This application re-engineers the Search Analytics repo in Ruby and upgrades it to GA4. GA4 is the most recent version of Google Analytics. Universal Analytics is being turned off in July 2024.
Search Analytics is used to extract page view data from Google Analytics. The output of running the Search Analytics code is a file that contains each GOV.UK page path along with the number of page views, popularity ranking (1 = most popular GOV.UK page, 2 is second most popular etc) and a popularity score.
Search Analytics is run each night using a Github action. This file is then imported into the Search API. This ‘popularity data’ is used to calculate the relevancy of search results along with other data such as ‘best bets’ and ‘recency’. These results are then re-ranked using a machine learning model called ‘Learn to Rank’.
This RFC extensively documents this project. Please refer to it for further information.
It highlights that there are data discrepancies between UA and GA4, so it will be impossible to exactly match the data from the Python application. However, it should provide Search API with accurate popularity data.
It has been decided that the K&C Search team will convert finders which sort by ‘most viewed’ popularity data to utilise Search V2. Please see the 'Outcome' section of the RFC doc for further information.

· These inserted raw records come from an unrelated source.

PR #738, opened 2016-12-14
[EAGLE-837] fix duplicated policy update and add tests

garrettlish:
1. fix duplicated policy populated during alertBolt reload
2. refine alert bolt reload test


RalphSu:
+1

Introduced bug fixed.

PR #744, opened 2016-12-15
[EAGLE-840] add task attempt stream for bad node detection

wujinhu:


haoch:
`string:empty()` should return `bool` instead of `int`

PR #751, opened 2016-12-19
[EAGLE-844] Fix a potential NPE

lifove:
https://issues.apache.org/jira/browse/EAGLE-844


eagle-core/eagle-query/eagle-storage-hbase/src/main/java/org/apache/eagle/storage/hbase/HBaseEntitySchemaManager.java
```diff
@@ -65,7 +65,7 @@ public void init() {
         try {
             admin = new HBaseAdmin(conf);
             Map<String, EntityDefinition> entityServiceMap = EntityDefinitionManager.entities();
-            if (entityServiceMap != null || entityServiceMap.values() != null) {
+            if (entityServiceMap != null && entityServiceMap.values() != null) {
```
RalphSu: do we still need to check "entityServiceMap.values() != null"?  it should not return null

lifove: Right. It shouldn't. will update soon. Thanks~

wujinhu:
LGTM, will merge.

PR #758, opened 2016-12-28
[EAGLE-687] updating SiteEntityToRelation to accept null values

jhsenjaliya:
Currently if you create site with any of the field set to NULL, it will throw 
explored the way to use preparedStatements with explicitly specified parameters but that would require quite a large refactoring on entire metadata module.
so came up with the fix that is based on current assumptions in SiteEntityServiceJDBCImpl which is forming the sql in particular way that suits in SiteEntityToRelation.accept method.


haoch:
@r7raul1984 could you please help review this PR?

r7raul1984:
@haoch LGTM

haoch:
Thanks @jhsenjaliya and @r7raul1984 , merged now.

PR #958, opened 2017-06-21
EAGLE-1055: update policy proto APIs

qingwen220:
https://issues.apache.org/jira/browse/EAGLE-1055


zombieJ:
Greate. Let's merge into master

PR #963, opened 2017-07-11
Eagle-1046 Eagle supports policies import to a new site from a policy prototype

zombieJ:
https://issues.apache.org/jira/browse/EAGLE-1046

add prototype management page
support policy create with proto


qingwen220:
+1. A very useful feature for policy management on multiple sites.

wujinhu:
LGTM

PR #991, opened 2018-04-21
EAGLE-1088: Change the inconsistent method name 'find'.

BruceKuiLiu:
Change the method name 'find' to 'isMatched'.
The method is named "find", but the method does not find anything, just returns a boolean-variable 'this.matched'. Thus, rename method as "isMatched" should be more clear than "find".


jhsenjaliya:
@BruceKuiLiu, I believe this is consistent with Java.Pattern class method where find will return true/false based on pattern match. 
I would let @yonzhang comment further on this. 
Thanks for the PR though.

PR #992, opened 2018-05-20
[EAGLE-1090] - update for compatibiliy to python3

jhsenjaliya:
- used requests instead of urllib
- updated print statements
- used input instead of raw_input


jhsenjaliya:
why this was closed and not merged?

Therefore, this repo is a backup in case this does not get completed before the UA/GA4 switchover deadline in July 2024.
bundle install
API access to GOV.UK’s Google Analytics data involves creating a service account within Google Cloud Platform and generating credentials. These credentials are added to a .env file, to be used by the client. The service account email address must be added as a user to the correct Google Analytics property/view by a Performance Analyst. See the Client authentication section for more information.
For initial testing, it is possible to use the GA4 credentials from the GOV.UK Display Screen project which runs on Heroku. It is authenticated for the GA4 property that this application will use.
Set these within a .env file:
GOOGLE_ACCOUNT_TYPE=
PROJECT_ID=
GOOGLE_PRIVATE_KEY_ID=
GOOGLE_CLIENT_EMAIL=
GOOGLE_CLIENT_ID=
GOOGLE_AUTH_URI=
GOOGLE_TOKEN_URI=
GOOGLE_AUTH_PROVIDER_X509_CERT_URL=
GOOGLE_CLIENT_X509_CERT_URL=
ruby search_analytics.rb
bundle exec rspec
-
At the moment only the previous days worth of data is requested. Within the Python application, a caching mechanism (writing data to a file) stores data for a duration of 14 days, allowing the retrieval of only a single day's dataset per day. We spoke with a PA on the Analytics team to explore the possibility of simplifying this process by relying solely on a daily dataset. The rationale behind this stemmed from the notion that data spanning a 14-day period might not adequately capture current trends in popularity. The PA agreed that this seemed viable, but it would be useful to speak to the Search team in an attempt to uncover why 14 days worth of data was used to begin with.
-
A plan needs to be put in place for manually testing the accuracy with Performance Analysts.
A proposed approach to testing Search results manually is as follows:
- Add a rake task in Search API to important data from an alternative file name.
- Generate a file with the alternative name using the Github action in the Ruby app.
- Change the cron job in GOV.UKs integration environment to run the new Search API rake task.
- Test out the search results manually in integration with the help of a performance analyst.
A branch with a Github action for running Search Analytics can be found here.
Please see the Testing section of the RFC for further details.